Nevada ranked in the bottom third of states in the Office of Management and Budget’s 2012 assessment of how they obtain and manage grants and next to last in the FFIS ranking of per capita grant spending. But the state has been moving to address the situation, according to Sheila Lambert, chief of grant management for the state.
Her office was established by Republican Gov. Brian Sandoval and the Legislature in 2011, with the goal of getting more federal grant money into the state. It looks over the landscape of available federal grants, sorts the notices and sends them out to all state cabinet departments, Lambert said. “We make sure we’re not competing with ourselves in Nevada,” she said.
The result: “Over the last year and a half, we have brought in $100 million in new discretionary funding we had not received before,” Lambert said.
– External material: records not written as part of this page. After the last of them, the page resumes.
PR #1817, opened 2015-11-23
Implemented SA1133 (incl. tests + codefix)

### LINKED ISSUE #805: Implement SA1133 (DoNotCombineAttributes)
**Category:** Readability
**Title:** Do not combine attributes
**Description:** C# allows attributes to be combined, such as the following:

```csharp
[Export, Shared]
```

This form makes it difficult to distinguish which attributes are applied to a code element, and which arguments are passed to those attributes. To avoid this situation, only place one attribute within a single set of brackets, such as the following:

```csharp
[Export]
[Shared]
```

**Note:** A rule to ensure only one attribute is placed on a given line will be proposed separately.

vweijsters:
Fixes #805

### DIFF
--- a/StyleCop.Analyzers/StyleCop.Analyzers.CodeFixes/ReadabilityRules/SA1133CodeFixProvider.cs
+++ b/StyleCop.Analyzers/StyleCop.Analyzers.CodeFixes/ReadabilityRules/SA1133CodeFixProvider.cs
@@ -51,7 +51,7 @@ namespace StyleCop.Analyzers.ReadabilityRules
         private static async Task<Document> GetTransformedDocumentAsync(Document document, Diagnostic diagnostic, CancellationToken cancellationToken)
         {
             var syntaxRoot = await document.GetSyntaxRootAsync(cancellationToken).ConfigureAwait(false);
-            var violatingAttribute = (AttributeSyntax)syntaxRoot.FindNode(diagnostic.Location.SourceSpan);
+            var violatingAttribute = (AttributeSyntax)syntaxRoot.FindNode(diagnostic.Location.SourceSpan).Parent;
             var attributeList = (AttributeListSyntax)violatingAttribute.Parent;
             var newAttributeLists = new List<AttributeListSyntax>();
 
@@ -61,7 +61,7 @@ namespace StyleCop.Analyzers.ReadabilityRules
 
             for (var i = 0; i < attributeList.Attributes.Count; i++)
             {
-                var newAttributes = SyntaxFactory.SeparatedList(new[] { attributeList.Attributes[i] });
+                var newAttributes = SyntaxFactory.SingletonSeparatedList(attributeList.Attributes[i]);
                 var newAttributeList = SyntaxFactory.AttributeList(attributeList.Target, newAttributes);
 
                 newAttributeList = (i == 0)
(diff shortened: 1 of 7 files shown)


StyleCop.Analyzers/StyleCop.Analyzers/ReadabilityRules/SA1133DoNotCombineAttributes.cs
```diff
@@ -32,7 +38,22 @@ internal class SA1133DoNotCombineAttributes : DiagnosticAnalyzer
...
+            context.RegisterSyntaxNodeActionHonorExclusions(HandleAttributeListAction, SyntaxKind.AttributeList);
+        }
+
+        private static void HandleAttributeList(SyntaxNodeAnalysisContext context)
+        {
+            AttributeListSyntax attributeList = (AttributeListSyntax)context.Node;
+
+            if (attributeList.Attributes.Count > 1)
+            {
+                context.ReportDiagnostic(Diagnostic.Create(Descriptor, attributeList.Attributes[1].GetLocation()));
```
sharwell: :bulb: I believe this highlights the entire argument list for the attribute if one is present. I would prefer to see it only mark the (possibly qualified) attribute type name.

sharwell:
:bulb: Consider including a test which includes multiple attribute lists, each of which contains multiple attributes (bonus for trivia placed between them).

StyleCop.Analyzers/StyleCop.Analyzers.CodeFixes/ReadabilityRules/SA1133CodeFixProvider.cs
```diff
@@ -0,0 +1,84 @@
...
+            var attributeList = (AttributeListSyntax)violatingAttribute.Parent;
+            var newAttributeLists = new List<AttributeListSyntax>();
+
+            var indentationOptions = IndentationOptions.FromDocument(document);
+            var indentationSteps = IndentationHelper.GetIndentationSteps(indentationOptions, attributeList);
+            var indentationTrivia = IndentationHelper.GenerateWhitespaceTrivia(indentationOptions, indentationSteps);
+
+            for (var i = 0; i < attributeList.Attributes.Count; i++)
+            {
+                var newAttributes = SyntaxFactory.SeparatedList(new[] { attributeList.Attributes[i] });
```
Maxwe11: I'm not sure but `SyntaxFactory.SingletonSeparatedList` could be  used ?

StyleCop.Analyzers/StyleCop.Analyzers.CodeFixes/ReadabilityRules/SA1133CodeFixProvider.cs
```diff
@@ -0,0 +1,84 @@
...
+                var newAttributeList = SyntaxFactory.AttributeList(attributeList.Target, newAttributes);
```
pdelvo: You have to make sure you also set the attribute target.

vweijsters: @pdelvo Is that really necessary? I'm not creating new instances, merely adding the existing ones to new lists.

vweijsters:
Processed review comments

StyleCop.Analyzers/StyleCop.Analyzers.CodeFixes/ReadabilityRules/SA1133CodeFixProvider.cs
pdelvo: I overlooked that you actually pass the target. So everything is fine

sharwell:
:+1:

PR #1819, opened 2015-11-24
Allow invocation expressions to span multiple lines

### LINKED ISSUE #1597: Proposal: SA1118 (ParameterMustNotSpanMultipleLines) exception for method invocations
Currently SA1118 documents two exceptions: the first parameter, and any parameter which is an anonymous method.

> To prevent method calls from becoming excessively complicated and unreadable, only the first parameter to a method or indexer call is allowed to span across multiple lines. The exception is an anonymous method passed as a parameter, which is always allowed to span multiple lines.

To improve support for constructing types like `XElement`, I propose adding an additional exception to this rule for method invocations, indexer expressions, and object initializer expressions. Note that the arguments passed to the method, indexer, or constructor must still adhere to this rule.

:memo: This exception would provide us with an easily-documented resolution to #1596.

sharwell:
Fixes #1597

### DIFF
--- a/StyleCop.Analyzers/StyleCop.Analyzers.Test/ReadabilityRules/SA1118UnitTests.cs
+++ b/StyleCop.Analyzers/StyleCop.Analyzers.Test/ReadabilityRules/SA1118UnitTests.cs
@@ -91,6 +91,31 @@ class Foo
         }
 
         [Fact]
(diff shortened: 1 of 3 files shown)


pdelvo:
:+1:

PR #1820, opened 2015-11-24
Add the `newlineAtEndOfFile` configuration property

### LINKED ISSUE #1800: Rule proposal: Code files should (or should not) end with an empty line
StyleCop is all about consistency. Having empty lines at the end of some files and not having it in others break the consistency. That's why I am suggesting this rule. 

**Category:** Layout rules
**Title:** Code files should/shouldn't end with an empty line

Code without an empty line at the end:
```cs
namespace Namespace
{
    public class Class
    {
    }
}
```

Code with an empty line at the end:
```cs
namespace Namespace
{
    public class Class
    {
    }
}


```

This rule is very similar to https://github.com/DotNetAnalyzers/StyleCopAnalyzers/blob/master/documentation/SA1518.md but 1518 is triggered only when 2 or more end lines are present at the end of the file:

```cs
namespace Namespace
{
    public class Class
    {
    }
}



```

Discussion about ending with an empty line: http://stackoverflow.com/questions/729692/why-should-text-files-end-with-a-newline

GCC also reports this: http://gcc.gnu.org/ml/gcc/2003-11/msg01568.html

sharwell:
This option allows users to configure the way SA1518 treats newline characters at the end of a file.

Fixes #1800

:memo: The default behavior of SA1518 remains the same as before. However, the location where violations are reported has changed slightly (typically on the line before where they were previously reported) since it greatly simplified the process of making the code fix adhere to the settings file.

### DIFF
--- a/StyleCop.Analyzers/StyleCop.Analyzers.CodeFixes/LayoutRules/SA1518CodeFixProvider.cs
+++ b/StyleCop.Analyzers/StyleCop.Analyzers.CodeFixes/LayoutRules/SA1518CodeFixProvider.cs
@@ -5,14 +5,14 @@ namespace StyleCop.Analyzers.LayoutRules
 {
     using System.Collections.Immutable;
     using System.Composition;
-    using System.Linq;
     using System.Threading;
     using System.Threading.Tasks;
     using Helpers;
     using Microsoft.CodeAnalysis;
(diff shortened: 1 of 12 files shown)


pdelvo:
:+1:

vweijsters:
:+1:

PR #1825, opened 2015-11-26
Fix NullReferenceException in SA1623/SA1624

sharwell:
Expression-bodied properties do not have accessor lists.


oatkins:
Good catch.

Code looks good to me :+1:

PR #1835, opened 2015-11-26
Fix SA1003 code fix's handling of trivia

### LINKED ISSUE #1831: SA1003 fix not working for conditional directive
```cs
class Program
{
    static int Main(string[] args)
    {
#if! NOT
        return 1;
#endif
    }
}
```

When applying the fix at line 5 it adds a space right before 'return'.

sharwell:
Fixes #1831


Maxwe11:
:+1:

PR #1836, opened 2015-11-26
Fix handling of tabs inside of documentation comments

### LINKED ISSUE #1830: SA1027 does not detect tabs in xml documentation
Repro:
```csharp
///[Tab]Foo
class Program { }
```

This should report SA1027. It does not at the moment.

sharwell:
Fixes #1830


pdelvo:
What happens if there is a sequence with mixed tabs/whitespaces? Does this work correctly? It might be good to include a test case.

sharwell:
@pdelvo Updated!

pdelvo:
:+1:

PR #1837, opened 2015-11-26
Fix handling of filenames with varying suffixes

### LINKED ISSUE #1829: SA1649 - File name must match first type name - false positive error
This rule mistakenly fires for files with double postfix names, i.e. 

File "AppEventReceiver.svc.cs"

That contains class:
	public class AppEventReceiver : AppEventReceiverBase

Will fire the rule. It shouldn't and it doesn't in the original stylecop tool. .

Fix should be fairly easy by using the filename "before the first dot" instead of "filename without extension" for matching the class name. 

And thanks for a great tool :-)

sharwell:
Fixes #1829


pdelvo:
:+1:

PR #1839, opened 2015-11-26
Enable SA1133 by default

### LINKED ISSUE #1827: SA1133 should be enabled by default
This rule was implemented in #1817, but we forgot to enable it by default.

sharwell:
Fixes #1827


Maxwe11:
:+1:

That translates to a 17 percent increase in discretionary grants during that period, she said.
Hawaii ranked near the middle of the pack in receipt of federal grants, and last in the OMB assessment of grants management, and the state has been trying to update its grant management system. Dolores Cook, head of the grants management office for the Hawaii Department of Defense, which handles all Homeland Security program grants, said she is trying to get the rest of the state to coordinate all grants in a separate office. Meantime, she has sponsored a grants management course for all state programs.
“I think it is now more important than ever to consolidate grant management activities,” she said.
Elaine S. Povich writes for Stateline, an initiative of the Pew Charitable Trusts.